As long as there is such a provision, what is the sense of doing this? One can meet any hard cases by exercising discretionary powers instead of telling a sort of statutory lie, and I should have thought that it was very much better to do so.

If the hon. Gentleman wants to cover this particular case, I suggest that instead of putting in a general provision of this sort, which is misleading, and, I think, rather dangerous, it would be very much better to amend the Clause to meet the particular point which he wants to cover. That point is the case of foreign countries—no doubt particularly developing countries—where a 50 per cent. or 51 per cent. interest is not allowed to a foreigner. I understand the difficulty about it. All that is happening is that the Treasury is being very naughty. It is telling a lie because it is too lazy to exercise its discretionary powers. Or perhaps I should say that it is making the Bill tell a lie because it is too lazy to exercise those powers.

However repulsive the hon.
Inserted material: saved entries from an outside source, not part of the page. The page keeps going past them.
PR #7900, opened 2023-06-23
Automate bug 2168788

mashetty330:
bug: https://bugzilla.redhat.com/show_bug.cgi?id=2168788

**needs backport?**
yes release-4.13

### DIFF
--- a/ocs_ci/ocs/resources/pod.py
+++ b/ocs_ci/ocs/resources/pod.py
@@ -878,6 +878,38 @@ def get_noobaa_operator_pod(
     return noobaa_operator_pod
 
 
+def get_noobaa_core_pod():
+    """
+    Fetches Noobaa core pod details
+
+    Returns:
+        Pod object: Noobaa core pod object
+
+    """
+    noobaa_core = get_pods_having_label(
+        label=constants.NOOBAA_CORE_POD_LABEL,
+        namespace=config.ENV_DATA["cluster_namespace"],
+    )
+    noobaa_core_pod = Pod(**noobaa_core[0])
+    return noobaa_core_pod
+
+
+def get_noobaa_endpoint_pods():
+    """
+    Fetches noobaa endpoint pod details
+
+    Returns:
+        List: List containing noobaa endpoint pod objects
+
+    """
+    noobaa_endpoints = get_pods_having_label(
+        label=constants.NOOBAA_ENDPOINT_POD_LABEL,
+        namespace=config.ENV_DATA["cluster_namespace"],
+    )
+    noobaa_endpoint_pods = [Pod(**pod) for pod in noobaa_endpoints]
+    return noobaa_endpoint_pods
+
+
 def get_odf_operator_controller_manager(
     ocs_label=constants.ODF_OPERATOR_CONTROL_MANAGER_LABEL, namespace=None
 ):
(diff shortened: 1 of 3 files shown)


tests/manage/mcg/test_bucket_replication.py
```diff
@@ -368,6 +409,76 @@ def test_unidirectional_bucketclass_replication(
...
+                f"stopped from {source_bucket_name} to {target_bucket_name}"
+            )
+            sample = TimeoutSampler(timeout=900, sleep=10, func=check_noobaa_core_logs)
+            assert sample.wait_for_func_status(
+                result=True
+            ), f"Replication hasn't stopped between {source_bucket_name} to {target_bucket_name}"
+            logger.info(
+                f"Replication has stopped from {source_bucket_name} to {target_bucket_name}"
+            )
+
```
sagihirshfeld, line 481: We should move this under a separate test method - even if it means to copy the setup from `test_unidirectional_bucketclass_replication`. 

The original method has about 30 lines of code, while the coverage of this BZ adds about 80 that are only specific to one of the params (`AWStoDefault-BS-Hybrid`). I think this justifies the separation for the sake of readability and maintainability.

ocs_ci/ocs/resources/pod.py
```diff
@@ -878,6 +878,24 @@ def get_noobaa_operator_pod(
...
+
+def get_noobaa_endpoint_pods(
+    ocs_label=constants.NOOBAA_ENDPOINT_POD_LABEL,
+    namespace=config.ENV_DATA["cluster_namespace"],
+):
+    noobaa_endpoints = get_pods_having_label(ocs_label, namespace)
+    noobaa_endpoint_pods = [Pod(**pod) for pod in noobaa_endpoints]
+    return noobaa_endpoint_pods
+
+
```
sagihirshfeld, line 898: Please add Docstrings - I would mainly be interested in the return types (instance/s of the Pod class) since they're different than the return type of `get_pods_having_label`.

Also, I suggest not using `ocs_label` as an argument in these methods because it allows this kind of confusing usage:
```
nb_db_pod = get_noobaa_core_pod(ocs_label=constants.NOOBAA_DB_LABEL_47_AND_ABOVE)
```

tests/conftest.py
```diff
@@ -6337,3 +6338,32 @@ def teardown():
...
+
+    def finalizer():
+        level = "default_level"
+        noobaa_cm.patch(
+            params=f'{{"data": {{"NOOBAA_LOG_LEVEL": "{level}"}}}}', format_type="merge"
+        )
+        wait_for_pods_to_be_running(pod_names=[pod.name for pod in get_noobaa_pods()])
+
+    request.addfinalizer(finalizer)
+    return factory
```
sagihirshfeld, line 6369: Nice! This will definitely prove useful in the future! 👍

tests/manage/mcg/test_bucket_replication.py
mashetty330: @sagihirshfeld The reason why i added this coverage to the existing code is to have this coverage for all the type of params not just `AWStoDefault-BS-Hybrid`. we check replication has stopped for all the types of buckets here.

sagihirshfeld: Oh I must've missed the "else" part here in the original review, this is ok then.

sagihirshfeld (dismissed):
LGTM

parikshithb (dismissed):

PrasadDesala (dismissed):

sagihirshfeld (approved):
LGTM

parikshithb (approved):

keesturam (approved):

Gentleman may think my language, I entreat him to consider what in my opinion is a real and dangerous point, and to give an undertaking that he will reconsider this matter. I think that we shall want to return to it at a later stage of the Bill to try, with our clumsy hands, and without the skilled assistance of Treasury draftsmen, to meet the facts of the case instead of opening the stable door rather too wide to taxpayers.